Why Semantic Analysis trumps Sentiment Analysis
Written by Paul Dunay
Paul Dunay is an award-winning B2B marketing expert with more than 20 years’ success in generating demand and creating awareness for leading technology, consumer products, financial services and professional services organizations.
Paul is the global vice president of marketing for Maxymiser a leading web optimization firm, and author of four “Dummies” books: Facebook Marketing for Dummies (Wiley 2009), Social Media and the Contact Center for Dummies (Wiley Custom Publishing 2010), Facebook Advertising for Dummies (Wiley 2010) and Facebook Marketing for Dummies 2nd Edition (Wiley 2011).

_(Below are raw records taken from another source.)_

PR #393, opened 2025-12-04
Add QueueManager & improve TaskQueue

### LINKED ISSUE #7111: CE-132 Loading a project with many assets can fail
### Expected Behavior

Any given project should either load correctly or should display a Scratch error messages. Repeated attempts to load the same project should be consistent.

### Actual Behavior

If a project has many assets (>2000) it can cause bad behavior. For example:
- the project might fail to load with a Scratch bluescreen on the first attempt, but succeed on a later attempt (once some of the assets are cached)
  - This has been observed on the website when some assets fail to load with `net::ERR_INSUFFICIENT_RESOURCES` in the network tab.
- the project might crash Chrome / Chromium's rendering process
  - This has been observed in the desktop app. From a user perspective, the whole editor is replaced by a blank white window.

See also FreshDesk ticket 323025, especially the "Technical Issue Link" attached to that ticket.

### Steps to Reproduce

1. Find or create a project with >2000 assets
   - The example I have on hand has 2114 assets. It's possible the threshold is much lower; I haven't tested.
2. Save the project on the website, or to an SB3 file
3. Try to load the project

### Operating System and Browser

White screen: Scratch desktop app on Windows
Other errors: Chrome / Chromium, any OS

cwillisf:
### Resolves

Supports an upcoming `scratch-storage` change that will resolve scratchfoundation/scratch-gui#7111 and POD-238

### Proposed Changes

Main change: in `task-herder`, add `QueueManager`, a way to conveniently manage multiple throttling queues.

Supporting changes:
- Add tests for the new `QueueManager`
- Fix and simplify the concurrency logic in `TaskQueue`
- Support vendor chunks in `scratch-storage`, which helps when using `npm link scratch-storage`
- Add `{willReadFrequently: true}` to the `Canvas.getContext('2d')` call in the bitmap load path

### Reason for Changes

- The upcoming `scratch-storage` change will use this new `QueueManager` to manage per-host throttling queues.
- The previous concurrency logic didn't provide back pressure from the concurrency limiter
  - Without that back pressure, the client needs to make extra effort to avoid growing the queue unbounded.
  - It's also not consistent with the rate-limiting behavior.
  - Removing the `p-limit` dependency is a nice side effect. (There's nothing wrong with `p-limit`, but fewer dependencies is better.)
- The `willReadFrequently` change:
  - Matches our actual intent with the canvas/context
  - Fixes a Chrome console warning
  - Fixes a Chrome bug(?) that corrupted buffers when the asset download allowed concurrency > 5
  - Might improve performance

### Test Coverage

The new `QueueManager` is covered by new tests. Existing tests cover everything else.


KManolov3 (approved):
This looks good to me! Thank you for adding tests!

His unique approach to marketing has led to recognition of Paul as a BtoB Magazine Top 25 B2B Marketer of the Year for 2010 and 2009 and winner of the DemandGen Award for Utilizing Marketing Automation to Fuel Corporate Growth in 2008. He is also a finalist for the last six years in a row in the Marketing Excellence Awards competition of the Information Technology Services Marketing Association (ITSMA), and is a 2010 and 2005 gold award winner in Driving Demand.
Buzz Marketing for Technology, Paul’s blog, has been recognized as a Top 20 Marketing Blog for 2009 and 2008, a Top Blog to Watch for 2009 and 2008, and an Advertising Age Power 150 blog in the “Daily Ranking of Marketing Blogs.”
Paul has shared his marketing thought leadership as a featured speaker for the American Marketing Association, BtoB Magazine, CMO Club, MarketingProfs, Marketing Sherpa, Marketing Executives Networking Group (MENG), and ITSMA. He has appeared on Fox News, and his articles have been featured in BusinessWeek, The New York Times, BtoB Magazine, MarketingProfs and MarketingSherpa.
Paul holds an Executive Certificate in Strategy and Innovation from MIT’s Sloan School of Management and a bachelor’s degree in Marketing and Computer Science from Ithaca College.
Paul, in my opinion, any decent sentiment analysis applies semantic analysis. Further, in my opinion, the statement “Simply stated, all methods of sentiment analysis rely on example data” is simply wrong. Many sentiment-analysis methods rely on linguistic artifacts — lexicons of words that indicate subjectivity or sentiment and syntax patterns that link sentiment to subject — in addition to providing scores that aggregate measured sentiment. Better methods will allow arbitrary sentiment classification, not only into positive/negative/neutral tone categories but also into emotion categories (e.g., angry/happy/sad) and intent indicator categories (e.g., plans to renew service/plans to cancel/upgrade candidate).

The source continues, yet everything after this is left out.